Lower eigenvalue bounds with hybrid high-order methods
Ngoc Tien Tran
TL;DR
The work presents hybrid high-order (HHO) eigensolvers that yield guaranteed lower eigenvalue bounds (GLB) for SPD PDE eigenproblems, with constants derived from local embeddings that are independent of the polynomial degree. The method introduces a single reconstruction operator, enabling degree-robust GLB and compatibility with adaptive mesh refinement.

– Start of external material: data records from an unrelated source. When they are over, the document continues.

PR #1099, opened 2025-07-23
mavgen_python.py: correct attribute used to retrieve link ID

peterbarker:
see post_message in mavutil.py

Busted since 2016 :-)


peterbarker:
Wrong fix; we have _link which is the inbound-to-MAVProxy-bottonm-2-bits information and _link_id which is the signing-outbound-link.

PR #1103, opened 2025-07-29
allow javascript generator to work with both node and browser

tridge:
This builds on the work by @IamPete1 in #995 and gets the generated javascript to pass tests, plus work in both a browser and in command line node tools

example usage: https://github.com/ArduPilot/WebTools/pull/265

also adds wss support to mavutil.py, so mavproxy can use wss: connections

### DIFF
--- a/generator/javascript/test/mavlink10.js
+++ b/generator/javascript/test/mavlink10.js
@@ -5,7 +5,6 @@ var    fs = require('fs');
 // Actual data stream taken from APM.
 global.fixtures = global.fixtures || {};
 global.fixtures.serialStream = fs.readFileSync("test/capture.mavlink");
-//global.fixtures.heartbeatBinaryStream = fs.readFileSync("javascript/test/heartbeat-data-fixture");
 
 describe("Generated MAVLink 1.0 protocol handler object", function() {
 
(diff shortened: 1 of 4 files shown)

A general GLB theorem is established, linking GLB(j) to the discrete eigenvalue via GLB(j)=min{1,1/(α+βλ_h(j))}λ_h(j) under explicit conditions, and the framework is extended from the Laplace problem to Steklov and linear elasticity, including local embedding optimizations. Numerical experiments on Laplace, Steklov, and elasticity demonstrate optimal convergence under adaptive refinement and illustrate how improved bounds on local embedding constants reduce preasymptotic effects, enhancing practical applicability of GLB in engineering simulations.
Abstract
This paper proposes hybrid high-order eigensolvers for the computation of guaranteed lower eigenvalue bounds. These bounds display higher order convergence rates and are accessible to adaptive mesh-refining algorithms. The involved constants arise from local embeddings and are available for all polynomial degrees. Applications include the linear elasticity and Steklov eigenvalue problem.